- What this task involves:
Across all the records below, count the lines that hold "github". State only that figure.

———

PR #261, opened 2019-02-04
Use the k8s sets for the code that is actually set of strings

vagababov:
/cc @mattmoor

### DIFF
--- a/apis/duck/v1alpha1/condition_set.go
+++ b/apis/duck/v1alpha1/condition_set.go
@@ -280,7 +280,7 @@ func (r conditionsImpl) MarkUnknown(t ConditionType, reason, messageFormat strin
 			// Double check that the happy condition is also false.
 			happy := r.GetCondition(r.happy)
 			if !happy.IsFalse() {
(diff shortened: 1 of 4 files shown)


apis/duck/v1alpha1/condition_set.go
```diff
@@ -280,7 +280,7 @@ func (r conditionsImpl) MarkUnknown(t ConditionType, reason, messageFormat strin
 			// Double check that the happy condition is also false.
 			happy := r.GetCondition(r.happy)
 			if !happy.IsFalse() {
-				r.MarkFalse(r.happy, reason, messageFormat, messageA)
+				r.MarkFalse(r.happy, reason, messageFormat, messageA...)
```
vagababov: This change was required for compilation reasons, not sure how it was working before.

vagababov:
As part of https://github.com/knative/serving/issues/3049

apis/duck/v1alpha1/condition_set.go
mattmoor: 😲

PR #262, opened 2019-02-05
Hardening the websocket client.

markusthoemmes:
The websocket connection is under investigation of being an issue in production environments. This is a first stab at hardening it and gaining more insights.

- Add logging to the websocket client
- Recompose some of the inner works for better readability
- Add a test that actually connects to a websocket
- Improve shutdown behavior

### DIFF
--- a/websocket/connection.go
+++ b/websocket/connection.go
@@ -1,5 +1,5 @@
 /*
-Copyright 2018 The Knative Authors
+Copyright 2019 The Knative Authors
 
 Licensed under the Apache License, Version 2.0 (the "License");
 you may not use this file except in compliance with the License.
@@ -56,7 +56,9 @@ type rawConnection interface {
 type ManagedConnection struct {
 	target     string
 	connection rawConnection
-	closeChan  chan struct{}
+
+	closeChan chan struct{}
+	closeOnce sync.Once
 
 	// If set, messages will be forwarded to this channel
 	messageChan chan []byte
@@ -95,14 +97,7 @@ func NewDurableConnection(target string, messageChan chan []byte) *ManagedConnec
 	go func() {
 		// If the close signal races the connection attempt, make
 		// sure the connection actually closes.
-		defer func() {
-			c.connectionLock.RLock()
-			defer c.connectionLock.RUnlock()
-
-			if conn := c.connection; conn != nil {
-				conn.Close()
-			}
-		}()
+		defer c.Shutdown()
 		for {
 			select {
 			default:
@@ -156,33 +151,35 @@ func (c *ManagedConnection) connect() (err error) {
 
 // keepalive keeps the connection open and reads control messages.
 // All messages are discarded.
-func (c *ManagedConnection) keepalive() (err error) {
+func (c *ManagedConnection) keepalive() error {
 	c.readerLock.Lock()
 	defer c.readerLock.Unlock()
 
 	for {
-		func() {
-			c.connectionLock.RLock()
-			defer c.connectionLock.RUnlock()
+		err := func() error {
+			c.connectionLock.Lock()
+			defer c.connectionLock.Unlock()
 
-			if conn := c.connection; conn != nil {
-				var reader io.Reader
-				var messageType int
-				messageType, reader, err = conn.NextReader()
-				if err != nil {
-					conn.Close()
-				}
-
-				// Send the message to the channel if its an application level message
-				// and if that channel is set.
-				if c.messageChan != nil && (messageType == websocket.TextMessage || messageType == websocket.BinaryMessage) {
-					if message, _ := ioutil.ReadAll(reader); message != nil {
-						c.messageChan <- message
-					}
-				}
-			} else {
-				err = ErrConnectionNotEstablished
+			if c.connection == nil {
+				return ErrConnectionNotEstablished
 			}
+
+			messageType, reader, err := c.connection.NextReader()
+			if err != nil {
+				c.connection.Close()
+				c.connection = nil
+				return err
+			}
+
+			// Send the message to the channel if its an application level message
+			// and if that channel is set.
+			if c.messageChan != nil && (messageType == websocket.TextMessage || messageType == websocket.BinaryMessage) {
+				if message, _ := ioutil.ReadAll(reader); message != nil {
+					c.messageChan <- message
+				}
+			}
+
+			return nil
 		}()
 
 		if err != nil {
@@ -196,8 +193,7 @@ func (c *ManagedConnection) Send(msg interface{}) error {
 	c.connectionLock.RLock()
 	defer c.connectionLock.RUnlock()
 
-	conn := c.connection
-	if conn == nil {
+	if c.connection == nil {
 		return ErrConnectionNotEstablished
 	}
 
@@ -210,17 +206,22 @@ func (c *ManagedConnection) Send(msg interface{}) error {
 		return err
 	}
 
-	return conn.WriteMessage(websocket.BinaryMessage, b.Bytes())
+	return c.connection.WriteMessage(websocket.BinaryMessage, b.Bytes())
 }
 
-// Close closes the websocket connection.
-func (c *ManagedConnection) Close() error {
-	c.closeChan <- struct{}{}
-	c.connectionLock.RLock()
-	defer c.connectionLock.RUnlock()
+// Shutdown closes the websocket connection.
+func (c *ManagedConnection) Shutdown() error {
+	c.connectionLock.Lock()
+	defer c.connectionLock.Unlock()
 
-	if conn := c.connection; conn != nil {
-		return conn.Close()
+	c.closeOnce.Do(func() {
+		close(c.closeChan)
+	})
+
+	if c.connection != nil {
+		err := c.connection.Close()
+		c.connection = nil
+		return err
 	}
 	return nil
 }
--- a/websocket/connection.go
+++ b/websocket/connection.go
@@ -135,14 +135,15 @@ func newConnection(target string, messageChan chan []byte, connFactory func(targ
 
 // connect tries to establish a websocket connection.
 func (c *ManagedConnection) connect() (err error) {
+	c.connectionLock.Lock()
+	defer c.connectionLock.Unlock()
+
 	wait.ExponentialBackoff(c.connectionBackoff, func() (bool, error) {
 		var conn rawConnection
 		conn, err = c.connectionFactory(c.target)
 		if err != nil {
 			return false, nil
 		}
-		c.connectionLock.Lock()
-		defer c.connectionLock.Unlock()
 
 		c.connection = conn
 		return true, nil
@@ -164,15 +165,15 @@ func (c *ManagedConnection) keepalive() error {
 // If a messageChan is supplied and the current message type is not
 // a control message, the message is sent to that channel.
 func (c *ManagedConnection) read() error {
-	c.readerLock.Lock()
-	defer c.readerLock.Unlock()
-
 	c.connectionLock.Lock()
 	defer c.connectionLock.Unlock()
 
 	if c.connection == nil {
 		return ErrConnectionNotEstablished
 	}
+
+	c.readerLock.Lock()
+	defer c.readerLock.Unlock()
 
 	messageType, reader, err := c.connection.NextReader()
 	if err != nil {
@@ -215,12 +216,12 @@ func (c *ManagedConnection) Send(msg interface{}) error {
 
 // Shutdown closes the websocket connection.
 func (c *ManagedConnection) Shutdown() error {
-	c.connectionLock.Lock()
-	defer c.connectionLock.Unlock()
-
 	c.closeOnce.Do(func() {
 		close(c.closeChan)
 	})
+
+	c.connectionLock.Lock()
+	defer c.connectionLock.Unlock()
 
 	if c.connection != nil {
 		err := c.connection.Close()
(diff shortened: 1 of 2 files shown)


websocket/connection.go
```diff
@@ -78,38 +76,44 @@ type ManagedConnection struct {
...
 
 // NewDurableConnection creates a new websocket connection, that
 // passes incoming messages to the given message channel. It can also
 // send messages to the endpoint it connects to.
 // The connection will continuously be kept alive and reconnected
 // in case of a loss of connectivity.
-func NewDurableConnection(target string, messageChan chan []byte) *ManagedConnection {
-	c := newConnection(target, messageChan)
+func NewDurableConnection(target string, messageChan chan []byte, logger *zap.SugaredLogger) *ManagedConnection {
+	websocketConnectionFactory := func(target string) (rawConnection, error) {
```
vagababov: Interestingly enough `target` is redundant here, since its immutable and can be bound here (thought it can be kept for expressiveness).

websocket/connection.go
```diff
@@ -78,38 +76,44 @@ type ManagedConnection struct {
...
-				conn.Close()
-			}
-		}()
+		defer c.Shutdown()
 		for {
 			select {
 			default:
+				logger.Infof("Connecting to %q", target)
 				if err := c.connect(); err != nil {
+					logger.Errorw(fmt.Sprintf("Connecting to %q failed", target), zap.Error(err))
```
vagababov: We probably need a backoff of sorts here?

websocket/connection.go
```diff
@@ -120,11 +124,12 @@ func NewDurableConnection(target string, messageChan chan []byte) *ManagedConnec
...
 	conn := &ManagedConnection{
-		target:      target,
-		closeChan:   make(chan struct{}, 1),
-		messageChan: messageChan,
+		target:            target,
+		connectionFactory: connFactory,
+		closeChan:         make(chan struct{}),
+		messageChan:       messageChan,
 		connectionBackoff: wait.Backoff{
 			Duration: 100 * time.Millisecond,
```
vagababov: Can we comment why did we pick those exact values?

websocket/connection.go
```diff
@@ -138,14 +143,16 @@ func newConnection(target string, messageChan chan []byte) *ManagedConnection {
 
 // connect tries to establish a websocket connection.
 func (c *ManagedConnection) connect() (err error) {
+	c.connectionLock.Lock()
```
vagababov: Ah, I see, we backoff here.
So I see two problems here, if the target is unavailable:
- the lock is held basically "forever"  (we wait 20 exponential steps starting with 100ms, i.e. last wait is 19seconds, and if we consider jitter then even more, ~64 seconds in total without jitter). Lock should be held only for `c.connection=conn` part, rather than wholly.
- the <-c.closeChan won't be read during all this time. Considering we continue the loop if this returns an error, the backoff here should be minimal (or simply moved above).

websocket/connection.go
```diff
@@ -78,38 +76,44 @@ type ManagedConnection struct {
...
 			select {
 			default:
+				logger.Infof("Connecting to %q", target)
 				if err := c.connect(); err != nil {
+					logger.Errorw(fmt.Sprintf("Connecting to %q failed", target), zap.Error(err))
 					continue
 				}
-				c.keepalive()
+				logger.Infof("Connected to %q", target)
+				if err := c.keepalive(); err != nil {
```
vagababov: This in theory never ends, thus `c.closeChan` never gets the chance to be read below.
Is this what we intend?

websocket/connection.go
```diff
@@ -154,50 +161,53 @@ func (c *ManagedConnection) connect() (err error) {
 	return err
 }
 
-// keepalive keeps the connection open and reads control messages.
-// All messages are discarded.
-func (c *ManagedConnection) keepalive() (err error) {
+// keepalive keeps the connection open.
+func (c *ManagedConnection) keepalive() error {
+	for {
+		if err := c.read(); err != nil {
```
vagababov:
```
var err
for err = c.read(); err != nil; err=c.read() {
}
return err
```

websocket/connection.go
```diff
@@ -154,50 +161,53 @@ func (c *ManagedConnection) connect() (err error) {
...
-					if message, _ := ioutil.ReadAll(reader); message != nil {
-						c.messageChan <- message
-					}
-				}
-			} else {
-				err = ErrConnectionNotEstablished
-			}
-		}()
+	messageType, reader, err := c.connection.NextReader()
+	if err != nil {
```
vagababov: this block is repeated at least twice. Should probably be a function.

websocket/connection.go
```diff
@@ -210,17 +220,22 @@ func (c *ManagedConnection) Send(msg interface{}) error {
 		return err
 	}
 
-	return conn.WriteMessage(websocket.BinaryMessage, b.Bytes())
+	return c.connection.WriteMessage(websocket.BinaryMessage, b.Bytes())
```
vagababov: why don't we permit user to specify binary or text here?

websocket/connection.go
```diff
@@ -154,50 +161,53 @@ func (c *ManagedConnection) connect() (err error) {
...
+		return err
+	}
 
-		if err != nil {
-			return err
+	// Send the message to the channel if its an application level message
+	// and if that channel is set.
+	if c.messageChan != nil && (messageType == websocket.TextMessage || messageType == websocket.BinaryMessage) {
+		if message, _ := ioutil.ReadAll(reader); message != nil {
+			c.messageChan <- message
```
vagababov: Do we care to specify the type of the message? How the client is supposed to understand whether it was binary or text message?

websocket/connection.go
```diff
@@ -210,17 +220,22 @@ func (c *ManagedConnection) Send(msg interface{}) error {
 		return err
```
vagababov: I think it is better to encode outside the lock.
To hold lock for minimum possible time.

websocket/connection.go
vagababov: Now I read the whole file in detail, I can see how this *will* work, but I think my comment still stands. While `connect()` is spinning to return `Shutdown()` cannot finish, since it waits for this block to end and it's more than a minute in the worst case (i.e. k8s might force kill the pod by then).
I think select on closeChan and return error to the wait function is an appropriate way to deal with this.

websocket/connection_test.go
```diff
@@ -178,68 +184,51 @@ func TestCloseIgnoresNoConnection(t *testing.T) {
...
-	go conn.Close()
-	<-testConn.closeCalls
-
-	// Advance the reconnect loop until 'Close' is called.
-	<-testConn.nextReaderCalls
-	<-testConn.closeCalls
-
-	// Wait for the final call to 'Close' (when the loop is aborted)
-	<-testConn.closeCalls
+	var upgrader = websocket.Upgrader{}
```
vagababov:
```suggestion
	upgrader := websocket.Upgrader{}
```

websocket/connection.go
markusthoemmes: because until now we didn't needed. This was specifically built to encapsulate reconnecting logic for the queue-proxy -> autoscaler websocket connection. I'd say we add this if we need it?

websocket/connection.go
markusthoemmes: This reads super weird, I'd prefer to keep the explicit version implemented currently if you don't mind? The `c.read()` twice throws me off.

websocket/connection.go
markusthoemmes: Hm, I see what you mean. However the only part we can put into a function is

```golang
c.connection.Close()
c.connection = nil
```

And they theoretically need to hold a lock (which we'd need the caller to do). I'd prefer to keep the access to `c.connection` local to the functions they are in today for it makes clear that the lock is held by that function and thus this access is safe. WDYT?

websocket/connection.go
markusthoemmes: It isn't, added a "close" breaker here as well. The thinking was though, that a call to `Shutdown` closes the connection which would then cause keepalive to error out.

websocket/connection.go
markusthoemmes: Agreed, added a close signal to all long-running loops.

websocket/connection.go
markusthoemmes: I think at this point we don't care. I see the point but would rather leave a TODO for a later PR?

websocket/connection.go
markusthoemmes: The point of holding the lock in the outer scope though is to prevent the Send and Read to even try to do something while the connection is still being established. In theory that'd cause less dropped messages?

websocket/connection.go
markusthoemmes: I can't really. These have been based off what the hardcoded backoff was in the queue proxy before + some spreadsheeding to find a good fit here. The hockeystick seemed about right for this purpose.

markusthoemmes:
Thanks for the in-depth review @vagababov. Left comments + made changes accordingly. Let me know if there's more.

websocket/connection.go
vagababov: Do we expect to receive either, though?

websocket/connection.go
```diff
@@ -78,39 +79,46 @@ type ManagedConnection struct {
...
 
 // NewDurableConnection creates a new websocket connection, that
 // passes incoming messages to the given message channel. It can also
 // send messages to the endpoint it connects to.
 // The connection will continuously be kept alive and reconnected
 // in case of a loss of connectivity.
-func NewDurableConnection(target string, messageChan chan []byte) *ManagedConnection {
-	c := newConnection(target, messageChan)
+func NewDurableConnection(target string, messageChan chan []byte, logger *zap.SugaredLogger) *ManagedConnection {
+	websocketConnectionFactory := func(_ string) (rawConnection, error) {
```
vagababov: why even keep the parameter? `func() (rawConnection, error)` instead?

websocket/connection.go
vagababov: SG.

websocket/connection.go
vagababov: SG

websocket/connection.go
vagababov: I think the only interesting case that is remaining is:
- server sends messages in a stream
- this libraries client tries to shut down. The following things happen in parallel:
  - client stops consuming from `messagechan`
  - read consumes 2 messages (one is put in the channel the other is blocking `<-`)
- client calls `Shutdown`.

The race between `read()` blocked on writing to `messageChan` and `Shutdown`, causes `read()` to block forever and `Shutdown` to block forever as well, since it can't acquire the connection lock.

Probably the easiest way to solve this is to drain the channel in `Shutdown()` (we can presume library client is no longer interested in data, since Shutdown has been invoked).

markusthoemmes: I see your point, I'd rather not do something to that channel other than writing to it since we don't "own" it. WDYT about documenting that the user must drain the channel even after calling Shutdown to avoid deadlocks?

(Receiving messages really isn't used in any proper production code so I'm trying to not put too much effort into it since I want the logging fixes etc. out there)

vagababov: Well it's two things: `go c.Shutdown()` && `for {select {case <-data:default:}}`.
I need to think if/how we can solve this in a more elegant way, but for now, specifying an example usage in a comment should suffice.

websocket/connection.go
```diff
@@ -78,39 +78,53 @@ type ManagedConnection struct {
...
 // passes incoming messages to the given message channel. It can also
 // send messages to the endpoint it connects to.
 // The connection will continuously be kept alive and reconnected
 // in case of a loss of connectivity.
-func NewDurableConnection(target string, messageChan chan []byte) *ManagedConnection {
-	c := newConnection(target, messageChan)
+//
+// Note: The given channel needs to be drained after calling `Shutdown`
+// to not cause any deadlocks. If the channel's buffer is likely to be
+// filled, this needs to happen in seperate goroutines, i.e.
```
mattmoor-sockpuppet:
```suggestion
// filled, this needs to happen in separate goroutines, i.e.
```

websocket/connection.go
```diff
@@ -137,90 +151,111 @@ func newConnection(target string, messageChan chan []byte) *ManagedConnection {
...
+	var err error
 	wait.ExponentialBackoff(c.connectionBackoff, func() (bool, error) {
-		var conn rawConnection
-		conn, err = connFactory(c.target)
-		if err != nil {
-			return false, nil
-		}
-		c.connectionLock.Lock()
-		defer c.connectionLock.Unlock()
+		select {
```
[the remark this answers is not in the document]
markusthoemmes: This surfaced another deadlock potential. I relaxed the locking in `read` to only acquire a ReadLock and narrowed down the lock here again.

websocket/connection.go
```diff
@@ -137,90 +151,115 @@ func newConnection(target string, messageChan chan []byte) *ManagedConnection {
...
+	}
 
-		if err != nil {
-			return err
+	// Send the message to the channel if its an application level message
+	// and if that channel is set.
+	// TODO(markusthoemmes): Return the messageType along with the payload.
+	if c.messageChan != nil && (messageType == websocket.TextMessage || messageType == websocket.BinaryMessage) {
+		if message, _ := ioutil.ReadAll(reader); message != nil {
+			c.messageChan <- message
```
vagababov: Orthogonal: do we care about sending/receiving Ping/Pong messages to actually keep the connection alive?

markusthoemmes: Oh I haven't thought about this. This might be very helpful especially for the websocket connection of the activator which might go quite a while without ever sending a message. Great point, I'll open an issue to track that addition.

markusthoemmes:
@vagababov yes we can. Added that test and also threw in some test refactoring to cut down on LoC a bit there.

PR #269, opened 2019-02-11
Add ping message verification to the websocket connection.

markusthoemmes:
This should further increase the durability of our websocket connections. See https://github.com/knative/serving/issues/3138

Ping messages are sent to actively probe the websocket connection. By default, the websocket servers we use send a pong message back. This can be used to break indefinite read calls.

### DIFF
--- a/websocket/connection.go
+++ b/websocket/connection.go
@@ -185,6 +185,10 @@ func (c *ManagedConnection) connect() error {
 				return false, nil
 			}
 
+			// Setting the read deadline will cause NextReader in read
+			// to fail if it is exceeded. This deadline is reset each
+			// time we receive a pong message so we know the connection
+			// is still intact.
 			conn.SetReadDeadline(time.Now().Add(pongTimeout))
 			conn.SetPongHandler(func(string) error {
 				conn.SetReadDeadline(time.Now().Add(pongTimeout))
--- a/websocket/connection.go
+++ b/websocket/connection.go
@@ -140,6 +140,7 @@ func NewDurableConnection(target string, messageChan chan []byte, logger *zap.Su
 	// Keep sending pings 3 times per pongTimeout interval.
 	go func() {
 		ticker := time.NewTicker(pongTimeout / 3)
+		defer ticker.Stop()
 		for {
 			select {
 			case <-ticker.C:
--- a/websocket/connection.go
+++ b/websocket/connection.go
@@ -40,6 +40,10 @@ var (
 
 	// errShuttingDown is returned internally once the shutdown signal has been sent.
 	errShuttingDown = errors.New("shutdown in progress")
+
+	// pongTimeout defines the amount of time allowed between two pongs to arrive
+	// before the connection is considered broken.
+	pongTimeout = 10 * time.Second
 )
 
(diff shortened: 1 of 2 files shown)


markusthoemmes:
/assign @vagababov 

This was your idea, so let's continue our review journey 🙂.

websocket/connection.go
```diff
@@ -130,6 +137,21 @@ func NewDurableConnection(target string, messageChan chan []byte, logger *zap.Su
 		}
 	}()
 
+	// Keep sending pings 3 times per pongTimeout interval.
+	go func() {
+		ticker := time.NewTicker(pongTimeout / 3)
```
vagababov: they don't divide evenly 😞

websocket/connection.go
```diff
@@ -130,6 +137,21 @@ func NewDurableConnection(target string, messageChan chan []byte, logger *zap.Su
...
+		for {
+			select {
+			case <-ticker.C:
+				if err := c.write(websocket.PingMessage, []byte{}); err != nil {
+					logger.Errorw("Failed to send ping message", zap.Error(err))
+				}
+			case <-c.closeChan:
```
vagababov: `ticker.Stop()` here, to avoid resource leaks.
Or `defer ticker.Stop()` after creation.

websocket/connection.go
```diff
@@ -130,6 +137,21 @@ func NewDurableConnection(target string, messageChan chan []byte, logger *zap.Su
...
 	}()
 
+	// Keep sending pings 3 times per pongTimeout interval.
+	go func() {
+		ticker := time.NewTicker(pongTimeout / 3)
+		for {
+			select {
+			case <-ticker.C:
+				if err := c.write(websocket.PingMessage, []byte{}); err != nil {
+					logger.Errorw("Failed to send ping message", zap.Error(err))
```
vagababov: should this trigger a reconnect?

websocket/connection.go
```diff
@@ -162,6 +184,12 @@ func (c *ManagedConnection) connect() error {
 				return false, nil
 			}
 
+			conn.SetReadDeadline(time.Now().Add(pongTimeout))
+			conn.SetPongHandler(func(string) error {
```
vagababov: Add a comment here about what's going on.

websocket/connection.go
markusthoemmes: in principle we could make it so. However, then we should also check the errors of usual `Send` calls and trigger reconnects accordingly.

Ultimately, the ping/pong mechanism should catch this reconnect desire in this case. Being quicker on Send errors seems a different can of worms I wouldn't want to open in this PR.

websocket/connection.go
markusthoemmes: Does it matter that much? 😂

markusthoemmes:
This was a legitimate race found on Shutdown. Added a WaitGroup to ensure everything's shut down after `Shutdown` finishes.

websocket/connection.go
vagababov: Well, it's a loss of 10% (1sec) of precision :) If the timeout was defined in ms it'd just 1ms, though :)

———

- Response below:
2